In 1976, Morrisseau secured funding from the Liberal government of Prime Minister Pierre Trudeau to fund mutual claims research on land claim issues such as those outlined under the Manitoba Act. His team, which included Harry Daniels and Sam Sinclair, put together a proposal to support the claim to 1.4 million acres of crown land as well as 25 percent of all provincial park land.

In 1981, Morrisseau told the Métis and Non-Status Indian Constitutional Review Commission:

We can't draw up the rights of a new constitution when our rights entrenched in the Manitoba Act of 1870 are still outstanding. We're only putting ourselves back and giving them another way out. First of all, let's settle the issue that's there, that's the issue of land claims.

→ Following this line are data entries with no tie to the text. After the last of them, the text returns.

PR #2037, opened 2019-11-09
Add keybindings for commands that show keymaps

RBckmnn:
This PR adds a new prefix and keybindings under that prefix to the help map. The bindings provide access to several commands that allow for the inspection of keymaps.


hlissner:
Thanks for the help!

PR #2038, opened 2019-11-09
[WIP] add github-review

Emiller88:
Pretty simple and cool package.
@hlissner I'm going to request you do the keybinding for
`github-review-forge-pr-at-point`, or shoot me an example of binding something
in a magit buffer, and what you'd like the binding to be.

### DIFF
--- a/modules/tools/magit/config.el
+++ b/modules/tools/magit/config.el
@@ -110,6 +110,7 @@ ensure it is built when we actually use Forge."
           (dolist (hook forge-bug-reference-hooks)
             (add-hook hook #'forge-bug-reference-setup)))))))
 
+(use-package! github-review)
 
 (use-package! magit-todos
   :after magit
--- a/modules/tools/magit/config.el
+++ b/modules/tools/magit/config.el
@@ -110,7 +110,16 @@ ensure it is built when we actually use Forge."
           (dolist (hook forge-bug-reference-hooks)
             (add-hook hook #'forge-bug-reference-setup)))))))
 
-(use-package! github-review)
+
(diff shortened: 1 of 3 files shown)


darth10:
IMHO a binding for `github-review-forge-pr-at-point` would fit quite well under the `magit-merge` menu as it's essentially means "review a merge".
I use this in my config:

```lisp
(transient-append-suffix 'magit-merge "i"
  '("y" "Review pull request" github-review-forge-pr-at-point))
```

Emiller88:
@darth10 That looks good. My vote however would go under the `@` for forge, or I don't see what the harm in having both is.

modules/tools/magit/config.el
```diff
@@ -115,6 +115,7 @@ ensure it is built when we actually use Forge."
           (dolist (hook forge-bug-reference-hooks)
             (add-hook hook #'forge-bug-reference-setup)))))))
 
+(use-package! github-review)
```
hlissner: This unnecessary eager-loads the package. It should be both lazy loaded and where you place your transient bindings.

hlissner: There should also be two blank lines on either side of this `use-package!` block.

Emiller88:
@hlissner Your right it doesn't and that `+magit/start-github-review ` makes it work well outside a forge workflow now.

hlissner:
Could you rebase this PR onto `develop`? Besides the conflict I think this looks ready to merge.

Emiller88:
@hlissner should be good to go!

hlissner:

PR #2040, opened 2019-11-10
Add packages for Kubernetes

darth10:
Including a few useful Kubernetes packages as a new `kubernetes` module.
~~I've nested them under the `+k8s` flag under the `docker` module, but happy to change that.~~

Any other feedback is more than welcome!

### DIFF
--- a/init.example.el
+++ b/init.example.el
@@ -80,6 +80,7 @@
        flycheck          ; tasing you for every semicolon you forget
        ;;flyspell          ; tasing you for misspelling mispelling
        ;;gist              ; interacting with github gists
+       ;;kubernetes
        (lookup           ; helps you navigate your code and documentation
         +docsets)        ; ...or in Dash docsets locally
        ;;lsp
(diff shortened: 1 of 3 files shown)


hlissner:
I don't think this warrants inclusion in the docker module. It appears to require zero configuration. A user could install it themselves. Also, is there a reason to couple kubernetes with docker? It can be its own thing as well.

darth10:
> It appears to require zero configuration. A user could install it themselves.

I agree it's simple enough, but I also feel Doom Emacs should include as many packages as possible that can be opted in through modules and flags. 

> Also, is there a reason to couple kubernetes with docker?

I haven't really seen `kubectl` being used without `docker`.
Like, Docker Desktop (https://www.docker.com/products/docker-desktop) includes `kubectl` along with the installation.
Keen to hear your thoughts on this.

Perhaps it can be made a part of the same module now, and later moved out into its own module if needed.

darth10:
Alrighty, I've moved these packages into a separate `kubernetes` module.

PR #2041, opened 2019-11-10
[doctor] Ignore files that don't exist

darth10:
Minor fix to ignore files that don't exist.
Without this change, the following error occurs on running `bin/doom doctor` if `savehist` or `projectile.cache` are not present.

```
! Attempt to load DOOM failed
  (number-or-marker-p nil)
```


hlissner:
I came up with a slightly better solution in 962459e which should resolve this issue. In any case, thanks for bringing it to my attention!

PR #2044, opened 2019-11-10
Add clock bindings to org agenda

rgrinberg:
I don't feel strongly about any of these bindings. Feel free to tweak them as you wish.


hlissner:
Thanks again for your help!

PR #2047, opened 2019-11-11
Add rst module to init.example.el

alarsyo:
PR #2020 adds support for a `lang/rst` module, but it wasn't added to the example `init.el`, which I believe is the one that's placed in `~/.doom.d/init.el` during a new installation ?

I think this greatly improves discoverability :)


hlissner:

PR #2055, opened 2019-11-13
lang/org: Bind org-agenda-show-and-scroll-up

jhacksworth:
Default Org binds 'SPC' to `org-agenda-show-and-scroll-up`, which
displays the original location of the Agenda item in another window
without moving focus from the Agenda window.

This is useful to preview items while staying in the Agenda window.
Since we can't use 'SPC', bind it to 'localleader SPC'.

See https://orgmode.org/manual/Agenda-commands.html

### DIFF
--- a/modules/lang/org/config.el
+++ b/modules/lang/org/config.el
@@ -691,6 +691,7 @@ between the two."
 
   (map! :after org-agenda
         :map org-agenda-mode-map
+        :m "C-SPC" #'org-agenda-show-and-scroll-up
         :localleader
         "d" #'org-agenda-deadline
         (:prefix ("c" . "clock")


wedens:
There is also `org-agenda-follow-mode` which'll follow the cursor.

jhacksworth:
> bind `C-SPC` to it in `org-agenda-mode-map`

That's even better! 

Do I have to push a change or do you have it done in your repo? I see a diff in your comment, but I'm not sure where it's from.

hlissner:
It's an isolated diff I wrote to demonstrate the change I was describing. Feel free to apply it to your PR and I will merge it.

hlissner:
Great! Thanks for your help and prompt response!

PR #2056, opened 2019-11-13
+eval: do not trim when send-region-to-repl

randomizedthinking:
Remove string-trim in +eval/send-region-to-repl. The trim operation would negatively affect languages like python where spaces are used for defining code blocks.

Just accept whatever users decide to send to the repl.

### DIFF
--- a/modules/tools/eval/autoload/repl.el
+++ b/modules/tools/eval/autoload/repl.el
@@ -118,7 +118,7 @@ immediately after."
     (with-selected-window (get-buffer-window buffer)
       (when (bound-and-true-p evil-local-mode)
         (call-interactively #'evil-append-line))
-      (insert (string-trim selection))
+      (insert selection)
       (unless inhibit-auto-execute-p
         ;; `comint-send-input' isn't enough because some REPLs may not use
         ;; comint, so just emulate the keypress.


hlissner:
Wouldn't a better solution be to rigidly dedent the input rather than leaving it as is? Going with the python example, if you ran

```python
  def test():
    print("Hi")
```

You'd get an error. Instead, with `indent-rigidly` we'd dedent it to

```python
def test():
  print("Hi")
```

randomizedthinking:
One use case is that user might submit snippets of code to python repl which is part of a function. In other words, the codes are not indented rigidly. Not trimming the string won't cause issues for any repl users.

hlissner:
I'm not suggesting we trim the string. I agree that needs to change. I'm suggesting we change it from trimming the string to rigidly dedenting the snippet, which should address the use case you mentioned.

randomizedthinking:
I see. Dedenting the snippet would be nice. But I cannot think of a use-case which seriously requires it.

There are other two issues with the `send-region-to-repl` call. First, the call will add a `<RET>` in the end. Yet, the string might already carry a return by itself. In other words, an extra return is added. Mostly, it is cosmetic, yet it could alter the meaning of the program. For instance, if we have an I/O request to the repl, then the extra return is definitely not desirable. The solution is to trim the ending return in the string if there is one.

Second, when sending a multiple-line region to repl, the repl screen is mis-aligned somehow. I think we need to break the region and send it line-by-line to the repl.

With both, I believe people will have a much better repl experience.

hlissner:
> I see. Dedenting the snippet would be nice. But I cannot think of a use-case which seriously requires it.

I just mentioned one earlier. Imagine sending the body of this function:

```python
def test():
  if True:
    print("Look ma, an error")
```

Unsurprisingly yields:

```
  print("hello")    if True:
        print("Look ma, an error")
  File "<stdin>", line 1
    print("hello")    if True:
    ^
IndentationError: unexpected indent
>>>   File "<stdin>", line 1
    print("Look ma, an error")
    ^
IndentationError: unexpected indent

```

Easily resolved if the input was dedented, so that the repl received:

```python
if True:
  print("Look ma, an error")
```

> There are other two issues with the send-region-to-repl call. First, the call will add a <RET> in the end. Yet, the string might already carry a return by itself. In other words, an extra return is added. Mostly, it is cosmetic, yet it could alter the meaning of the program. For instance, if we have an I/O request to the repl, then the extra return is definitely not desirable. The solution is to trim the ending return in the string if there is one.

You can send code to the REPL without submitting it by passing the universal argument to `gr`: `SPC u g r`. I'll look into adding a variable flip this behavior.

> Second, when sending a multiple-line region to repl, the repl screen is mis-aligned somehow. I think we need to break the region and send it line-by-line to the repl.

I'll look into it.

randomizedthinking:
I noticed that you are using python so received all such error messages. The indentation scheme would be fine under `ipython`.

randomizedthinking:
I will close this now since a specific commit (f54d7a15cd18db18fafe9d6c4e496ebc1b99d7e1) was created to handle this issue. Thanks.

PR #2061, opened 2019-11-15
Add binding for setting effort

rgrinberg:
The org-clock-modify-effort-estimate is only useful after we've clocked
in a task.


hlissner:
LGTM. Thanks for the PR.

PR #2477, opened 2020-02-03
[WIP] lang/org: Improve Jupyter support

sei40kr:
## Description

* Remove `text/html` since it's not human readable
* Enable documentation lookup in in Jupyter code blocks
* Enable Jupyter code completion in Jupyter code blocks
* Integrate Jupyter code completion + company-box
* Make dwim in Jupyter code blocks jump to a next block
* Fix Jupyter + R deferred loading

### Todos

- [ ] Fix default params for Jupyter code blocks won't be loaded at the first run (existing bug, seems upstream issue)
  -> https://github.com/hlissner/doom-emacs/issues/3171
- [x] ~Enable `jupyter-org-interaction-mode` for the buffers created before `ob-jupyter` loaded~ -> done
  - It's normally enabled in `org-mode-hook`

### DIFF
--- a/modules/lang/org/contrib/jupyter.el
+++ b/modules/lang/org/contrib/jupyter.el
@@ -1,11 +1,26 @@
 ;;; lang/org/contrib/jupyter.el -*- lexical-binding: t; -*-
 ;;;###if (featurep! +jupyter)
 
+(defconst +org--company-box-icons-jupyter-alist '(("class"     . Class)
+                                                  ("function"  . Function)
+                                                  ("instance"  . Variable)
+                                                  ("keyword"   . Keyword)
+                                                  ("module"    . Module)
+                                                  ("statement" . Variable)
+                                                  ("param"     . Property)
+                                                  ("path"      . File)))
+
+(set-lookup-handlers! 'org-mode
+  :documentation '+org/jupyter-documentation-lookup-handler)
+
 (use-package! ob-jupyter
   :defer t
   :init
   (after! ob-async
-    (pushnew! ob-async-no-async-languages-alist "jupyter-python" "jupyter-julia"))
+    (pushnew! ob-async-no-async-languages-alist
+              "jupyter-python"
+              "jupyter-julia"
+              "jupyter-R"))
 
   (after! org-src
     (dolist (lang '(python julia R))
@@ -24,4 +39,12 @@
                (add-to-list 'org-src-lang-modes (cons lang-name (intern lang-tail)))))
         (with-demoted-errors "Jupyter: %s"
           (require lang nil t)
-          (require 'ob-jupyter nil t))))))
+          (require 'ob-jupyter nil t)))))
+  :config
+  (advice-add 'org-babel-jupyter-initiate-session
+              :after #'+org--ob-jupyter-initiate-session-a)
+  ;; Remove text/html since it's not human readable
+  (delq! :text/html jupyter-org-mime-types))
+
+(after! company-box
+  (push #'+org--company-box-icons-jupyter company-box-icons-functions))
--- a/modules/lang/org/autoload/contrib-jupyter.el
+++ b/modules/lang/org/autoload/contrib-jupyter.el
@@ -1,0 +1,29 @@
+;;; lang/org/autoload/contrib-jupyter.el -*- lexical-binding: t; -*-
+;;;###if (featurep! +jupyter)
+
+;;;###autoload
+(defun +org--in-jupyter-src-block-p ()
+  (when-let ((info (org-babel-get-src-block-info))
+             (lang (car info)))
+    (string-prefix-p "jupyter-" lang)))
+
+;;;###autoload
+(defun +org--ob-jupyter-initiate-session-a (&rest _)
+  (unless (bound-and-true-p jupyter-org-interaction-mode)
+    (jupyter-org-interaction-mode)))
+
+;;;###autoload
+(defun +org/jupyter-documentation-lookup-handler ()
+  (interactive)
+  (when (and (+org--in-jupyter-src-block-p)
+             (call-interactively #'jupyter-inspect-at-point))
+    (display-buffer (help-buffer))
+    t))
+
+;;;###autoload
+(defun +org--company-box-icons-jupyter (candidate)
+  (when (+org--in-jupyter-src-block-p)
+    (when-let* ((type (get-text-property 0 'annot candidate))
+                (type (string-trim type)))
+      (alist-get type +org--company-box-icons-jupyter-alist nil nil
+                 #'string-equal))))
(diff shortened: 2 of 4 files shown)


modules/lang/org/contrib/jupyter.el
```diff
@@ -1,6 +1,16 @@
...
 
+(use-package! jupyter-org-client
+  :commands jupyter-org-interaction-mode
+  :init
+  (add-hook 'org-mode-hook 'jupyter-org-interaction-mode)
+  :config
+  (delq! :text/html jupyter-org-mime-types))
+
+(after! (jupyter-org-client jupyter-org-extensions)
+  (setq jupyter-org-interaction-mode-map (make-sparse-keymap)))
```
hlissner: Could this be simplified to a single package? Perhaps the package that defines `jupyter-org-interaction-mode-map`, or even set in `(after! jupyter ...)` to keep things simple for the end user, if they want to customize this keymap for some reason or another.

Which of these two packages defines this variable? Perhaps it'd be simplest to put this in the `use-package!` in `(after! jupyter ...)`, becaus

modules/lang/org/contrib/jupyter.el
```diff
@@ -1,6 +1,16 @@
 ;;; lang/org/contrib/jupyter.el -*- lexical-binding: t; -*-
 ;;;###if (featurep! +jupyter)
 
+(use-package! jupyter-org-client
+  :commands jupyter-org-interaction-mode
+  :init
+  (add-hook 'org-mode-hook 'jupyter-org-interaction-mode)
```
hlissner: Use `:hook (org-mode . jupyter-org-interaction-mode)` here and remove `:commands jupyter-org-interactive-mode` (the former implies the latter).

modules/lang/org/contrib/jupyter.el
```diff
@@ -1,6 +1,16 @@
...
+  :config
+  (delq! :text/html jupyter-org-mime-types))
```
hlissner: Could you add a comment here to explain what this is for and html output isn't valid? (I presume because the output is difficult to read)

modules/completion/company/autoload.el
```diff
@@ -4,6 +4,7 @@
 (defvar +company-backend-alist
   '((text-mode company-dabbrev company-yasnippet company-ispell)
     (prog-mode company-capf company-yasnippet)
+    (org-mode company-capf company-dabbrev company-files company-yasnippet)
```
hlissner: Instead of this, use `(set-company-backend! 'org-mode 'company-capf)` below this line: https://github.com/hlissner/doom-emacs/blob/develop/modules/lang/org/config.el#L980. This will prepend `company-capf` to the default `text-mode` backends, and is easier to keep track of when org-specific configuration is kept together.

sei40kr:
@hlissner 
I've updated the PR, please review.

sei40kr:
I made this wip again,

It throws error `Need a valid session and a kernel to form a key` on the first run

sei40kr:
@hlissner 
Could you review again?

modules/lang/org/contrib/jupyter.el
```diff
@@ -1,11 +1,22 @@
 ;;; lang/org/contrib/jupyter.el -*- lexical-binding: t; -*-
 ;;;###if (featurep! +jupyter)
 
+(set-company-backend! 'org-mode
+  'company-capf
+  'company-dabbrev
+  'company-files
+  'company-yasnippet)
+(set-lookup-handlers! 'org-mode
+  :documentation '+org-jupyter-lookup-documentation)
```
hlissner: Remove these for now; they are too opinionated. I think a more general solution is needed for the documentation handler. And the company backends should probably be set in lang/org/config.el.

I'm already working on babel-aware eval and lookup handlers for org-mode, and will look into better code completion in org, so you can leave that to me.

modules/lang/org/contrib/jupyter.el
```diff
@@ -24,4 +35,12 @@
                (add-to-list 'org-src-lang-modes (cons lang-name (intern lang-tail)))))
         (with-demoted-errors "Jupyter: %s"
           (require lang nil t)
-          (require 'ob-jupyter nil t))))))
+          (require 'ob-jupyter nil t)))))
+  :config
+  (setq jupyter-org-interaction-mode-map (make-sparse-keymap))
```
hlissner: Could you add a comment here to explain why this is useful/necessary?

modules/lang/org/contrib/jupyter.el
sei40kr: > I'm already working on babel-aware eval and lookup handlers for org-mode, and will look into better code completion in org, so you can leave that to me.
@hlissner Any progress on this?

adder:
Just letting know that this PR would be very useful to me as some default functionality from org-jupyter is not working.
As I gather from above there is only a comment missing from the author.
Any change this PR could be just accepted?

sei40kr:
> Just letting know that this PR would be very useful to me as some default functionality from org-jupyter is not working.
> As I gather from above there is only a comment missing from the author.
> Any change this PR could be just accepted?

@hlissner 
> I'm already working on babel-aware eval and lookup handlers for org-mode, and will look into better code completion in org, so you can leave that to me.
Since it seems to take much time, can't we merge this PR now?

drchsl:
>     * Remove `text/html` since it's not human readable

I'd rather keep the output handling as close to "vanilla" emacs-jupyter as possible (and it's docs) - this change would confuse me.

benneti:
slightly of topic:
does `(set-company-backend! 'org-mode 'company-capf)` work for you as expected?
If I add it to my config.el file and then try `\alpha` TAB (in a jupyter julia block) it should expand to the unicode alpha, but it does not. Inside the jupyter repl it works.

sei40kr:
@drchsl 
Thank you for your opinion. I'm updating the PR.

@hlissner 
lsp-mode supports lsp-mode in a Org source block.
I think it'd be better to use LSP for completion if available, because it completes without executing a source block at once.
But for documentation lookup handler, I prefer the emacs-jupyter's one because it shows more information we can't get at compile-time. How do you think?

visini:
Looking forward to these changes!

drchsl:
Looking great! Would love to see this merged soon, as +jupyter is in a broken state right now.

> lsp-mode supports lsp-mode in a Org source block.
Am i mistaken, or does this only work when the blocks are tangled?

sei40kr:
@drchsl 
Currently we manually have to call `lsp-org` in a code block.
It works without `:tangle` but then the LSP will process a code block as one file, unlike Jupyter that treats code blocks which has same `:session` as one file.

robbyoconnor:
Rebase needed.

hlissner:
Sorry for the tremendously late response. As of bf90423 the fixes suggested in this PR are now merged into `develop` (with credit). Thanks for bringing it to my attention!

PR #2495, opened 2020-02-06
Fix recenter after evil search

dsdshcym:
This PR adds after-advice to following evil search functions:
- evil-ex-search-word-forward
- evil-ex-search-next    
- evil-ex-search-previous

### DIFF
--- a/modules/editor/evil/config.el
+++ b/modules/editor/evil/config.el
@@ -159,7 +159,7 @@ directives. By default, this only recognizes C directives.")
   ;; Recenter screen after most searches
   (dolist (fn '(evil-visualstar/begin-search-forward
                 evil-visualstar/begin-search-backward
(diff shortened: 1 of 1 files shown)


hlissner:
Could you try `(setq scroll-conservatively 10)` instead? I'm wondering if this is a better solution to all these advice functions.

dsdshcym:
@hlissner I did a test after removing these recenter advice and set `scroll-conservatively` to 10. But the behavior is different: recenter only happens when the search occurrence is off screen by at least 10 lines.
I don't think it's the desired behavior. So I'd suggest we either advice all the evil search functions (this PR), or not advice any functions to get a consistent behavior. WDYT?

hlissner:
Understood. I'll go with advising all the evil search functions. At least until a better solution pops up. Thanks for the help!

PR #2502, opened 2020-02-09
Add LSP support for YAML

sei40kr:
## Description

* Move `yaml-mode` in `data` to a new module `yaml`
* Enable LSP for `yaml-mode` if `+lsp` is present, which enables:
  * code completion
  * documentation
  * diagnostics
    (these are based on schemas downloaded by [JSON Schema Store](http://schemastore.org/json)).

### DIFF
--- a/modules/lang/data/config.el
+++ b/modules/lang/data/config.el
@@ -43,7 +43,10 @@
   (set-electric! 'jsonnet-mode :chars '(?\n ?: ?{ ?})))
 
 (after! yaml-mode
-  (setq-hook! 'yaml-mode-hook tab-width yaml-indent-offset))
+  (setq-hook! 'yaml-mode-hook tab-width yaml-indent-offset)
+
+  (when (featurep! +yaml-lsp)
+    (add-hook 'yaml-mode-local-vars-hook #'lsp!)))
 
 
 ;;


hlissner:
Is there any reason this couldn't have been done within the `:lang data` module? I don't think this yaml module is large enough to warrant its own module.

sei40kr:
@hlissner 
It's because we may have LSP on another data language (e.g. json) in the future.
Also I thought giving `+lsp` to `data` module to enable LSP on `yaml-mode` is a little bit confusing.

yoavm448:
Maybe enable lsp for yaml with a `+lsp-yaml` flag under `:lang data`?

sei40kr:
@yoavm448 Thanks for your opinion.

@hlissner 
I've updated the PR. Please review.

yoavm448:
Should probably also update that `:lang data` accepts a `+yaml-lsp` flag under `docs/modules.org`. It should also be in the table in `:tools lsp`'s docs.

hlissner:
Sorry for the delay. I am reconsidering moving yaml (and json) to their own modules. Possibly the others, but I haven't quite decided how. I'll post here again once I have.

Emiller88:
Just some input both `json` and `yaml` are built-in to lsp-mode so if you have `:tools lsp`, so install the language server `yaml` works out of the box for me, with no extra flags.

hlissner:
Sorry for the late response. As of 4a8c481 I've split the yaml and json packages into their own modules, including the changes you've proposed here. Thanks for bringing it to my attention!

PR #2504, opened 2020-02-09
add benchmark bindings (,tbs and ,tba)

nl5887:
go supports running benchmarks much similar to running tests,
the new key bindings will run single or all benchmarks.


hlissner:
Thanks for the PR!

Morrisseau played a pivotal role in launching the land claims lawsuit MMF v. Canada.

Morrisseau said, "The work to file the land claim helped to re-kindle pride in Métis. It was time to lift our heads again to feel good about ourselves and it helped us to build strong Métis communities."

After leaving the MMF in 1981, Morrisseau joined the Howard Pawley NDP government as an Assistant Deputy Minister. He rose to become Deputy Minister of Northern Affairs, and served in that post until March 31, 1987.

Morrisseau is considered a Métis historian and is a recipient of the Order of the Métis Nation. As well, Morrisseau was appointed to the Order of Canada as part of their 2021 induction class.

== Later career ==
Now retired, Morrisseau and his wife Nellie live in Grand Rapids, Manitoba, where Morrisseau served as mayor of that town.

He is a member of the Indian Residential Schools Survivor Committee and was the Director of Public Participation for the Royal Commission on Aboriginal Peoples.